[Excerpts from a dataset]
PR #7674, opened 2021-04-03
Reduce overhead incurred by enabling debug output.

ywkaras:
Setting proxy.config.diags.debug.enabled to 3 enables most core debug output (whose tag matches the debug
regex), and plugin debug output from the new API macro TSDbg().  Setting it to 1 enables all (matching) debug
output, but with the previous high overhead.

Note that enabling a large qualtity of debug output will still have a big impact on performance.

PR #8179, opened 2021-07-27
Add a new --enable-event-tracker configure option

masaori335:
# Feature
When this option is enabled, events track who scheduled them.

# Motivation

This would give us some clues when we face some crashes on the event handler. Especially, the Continuation doesn't have history.

# Usage

To get symbol, convert the address by `addr2line(1)` (Linux) or `atos(1)` (BSD) ( assuming ATS has debug info) like below.

```
» lldb /opt/ats/bin/traffic_server
(lldb) target create "/opt/ats/bin/traffic_server"
Current executable set to '/opt/ats/bin/traffic_server' (x86_64).
...
traffic_server was compiled with optimization - stepping may behave oddly; variables may not be available.
frame #6: 0x00000001002e2135 traffic_server`EThread::process_event(this=0x0000000018038000, e=0x0000000000830b80, calling_code=2) at UnixEThread.cc:164 [opt]
   161       // Restore the client IP debugging flags
   162       set_cont_flags(e->continuation->control_flags);
   163
-> 164       e->continuation->handleEvent(calling_code, e);
   165       ink_assert(!e->in_the_priority_queue);
   166       ink_assert(c_temp == e->continuation);
   167       MUTEX_RELEASE(lock);
(lldb) p e->_location
(const void *) $0 = 0x00000001001a94ac
----
» atos -o /opt/ats/bin/traffic_server 0x00000001001a94ac
HostDBProcessor::start(int, unsigned long) (in traffic_server) (HostDB.cc:425)
```

### DIFF
--- a/iocore/eventsystem/UnixEvent.cc
+++ b/iocore/eventsystem/UnixEvent.cc
@@ -29,6 +29,8 @@
 *****************************************************************************/
 #include "P_EventSystem.h"
 
+#include "tscore/ink_stack_trace.h"
+
 ClassAllocator<Event> eventAllocator("eventAllocator", 256);
 
 void
@@ -104,3 +106,19 @@ Event::schedule_every(ink_hrtime aperiod, int acallback_event)
     ethread->EventQueueExternal.enqueue_local(this);
   }
 }
+
+#ifdef ENABLE_EVENT_TRACKER
+
+void
+Event::set_location()
+{
+  _location = ink_backtrace(3);
+}
+
+const void *
+Event::get_location() const
+{
+  return _location;
+}
+
+#endif
--- a/configure.ac
+++ b/configure.ac
@@ -175,6 +175,13 @@ AC_ARG_ENABLE([all-asserts],
 )
 AC_MSG_RESULT([$enable_all_asserts])
 
+AC_MSG_CHECKING([whether to enable event tracker])
+AC_ARG_ENABLE([event-tracker],
+  [AS_HELP_STRING([--enable-event-tracker],[turn on event tracker])],
+  [],
+  [enable_event_tracker=no]
+)
+AC_MSG_RESULT([$enable_event_tracker])
 
 # Enable code coverage instrumentation only if requested by the user.
 AC_MSG_CHECKING([whether to code coverage])
@@ -973,8 +980,13 @@ fi
 if test "x${enable_mime_sanity_check}" = "xyes"; then
   TS_ADDTO(AM_CPPFLAGS, [-DENABLE_MIME_SANITY_CHECK])
 fi
+
 if test "x${enable_all_asserts}" = "xyes"; then
   TS_ADDTO(AM_CPPFLAGS, [-DENABLE_ALL_ASSERTS])
+fi
+
+if test "x${enable_event_tracker}" = "xyes"; then
+  TS_ADDTO(AM_CPPFLAGS, [-DENABLE_EVENT_TRACKER])
 fi
 
 # Flags for ASAN
--- a/include/tscore/ink_stack_trace.h
+++ b/include/tscore/ink_stack_trace.h
@@ -29,8 +29,15 @@
 #ifdef __cplusplus
 extern "C" {
 #endif
+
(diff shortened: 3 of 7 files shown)


ywkaras:
When pigs fly, and https://github.com/apache/trafficserver/pull/7674 gets merged, seems like it might combine nicely with this, to allow use in production:
```
DbgCtl event_problem_xyz_dbg_ctl("event.problem.xyz");
...
if (is_dbg_ctl_enabled(event_problem_xyz_dbg_ctl)) {
  e->set_location();
}
e->scheule_imm(cont, EVENT_XYZ, nullptr);
...
DbgCtl event_problem_xyz_abc_dbg_ctl("event.problem.xyz.abc");
...
case EVENT_XYZ:
  ...
  if (bad_thing_abc_happened && is_dbg_cntl_enabled(event_problem_xyz_abc_dbg_ctl)) {
    DbgPrint(event_problem_xyz_abc_dbg_ctl, "Oh my ABC happened!!!");
    auto loc = e->get_location();
    // DbgPrint() calls to output location.
    ...
  }
```

iocore/eventsystem/UnixEvent.cc
```diff
@@ -104,3 +106,19 @@ Event::schedule_every(ink_hrtime aperiod, int acallback_event)
     ethread->EventQueueExternal.enqueue_local(this);
   }
 }
+
+#ifdef ENABLE_EVENT_TRACKER
+
+void
+Event::set_location()
+{
+  _location = ink_backtrace(3);
```
masaori335, line 115: This is doing pretty tricky. Assuming this is called by `schedule_*` functions and records where they're called (the 3rd frame of the call stack).

bryancall:
[approve ci]

masaori335:
[approve ci]

iocore/eventsystem/UnixEvent.cc
rob05c: Any idea how performant this is? I.e. is it going to significantly impact how much traffic a production cache can take, and/or TTMS? Or is it very small, could we just leave this on in Production?

iocore/eventsystem/UnixEvent.cc
```diff
@@ -104,3 +106,19 @@ Event::schedule_every(ink_hrtime aperiod, int acallback_event)
...
+}
+
+const void *
+Event::get_location() const
```
rob05c, line 119: I don't see anything calling `get_location`. Does anything use the location yet? Or is the plan to do that in a future PR?

iocore/eventsystem/UnixEvent.cc
rob05c: > the 3rd frame of the call stack
Yeah, the whole "3" thing is awkward, but that's pretty common when looking back on the stack. It seems fragile, but it's also unlikely to change. Meh.

rob05c (approved):
LGTM. 

I'm not super-familiar with this area of the code, but the code looks good, and I built and ran, everything worked as-expected.

IMO this is a great feature, I can see it being useful for lots of things, logging, maybe exposing it to HttpTransact::State and/or plugins. And so far it's pretty small and non-invasive.

iocore/eventsystem/UnixEvent.cc
masaori335: Right. It's just the buddy of `set_location` for now. 
A possible use case is printing the location on debug log instead of using `add2line` command.

iocore/eventsystem/UnixEvent.cc
masaori335: I though `backtrace(3)` doesn't have noticeable overhead. Because it just refers address of current call stack. I'll measure on/off at production.
https://man7.org/linux/man-pages/man3/backtrace.3.html

rob05c: Ah, excellent. I was just curious. It's still very useful in debug mode, but there's so much more we can do if we can just leave it on all the time.

zwoop:
Cherry-picked to v9.2.x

- _REQUIRED ACTION_:
Using the records, report how many lines contain the word "Setting", adding no other text.

- _SOLUTION FOR THIS PROBLEM_:
2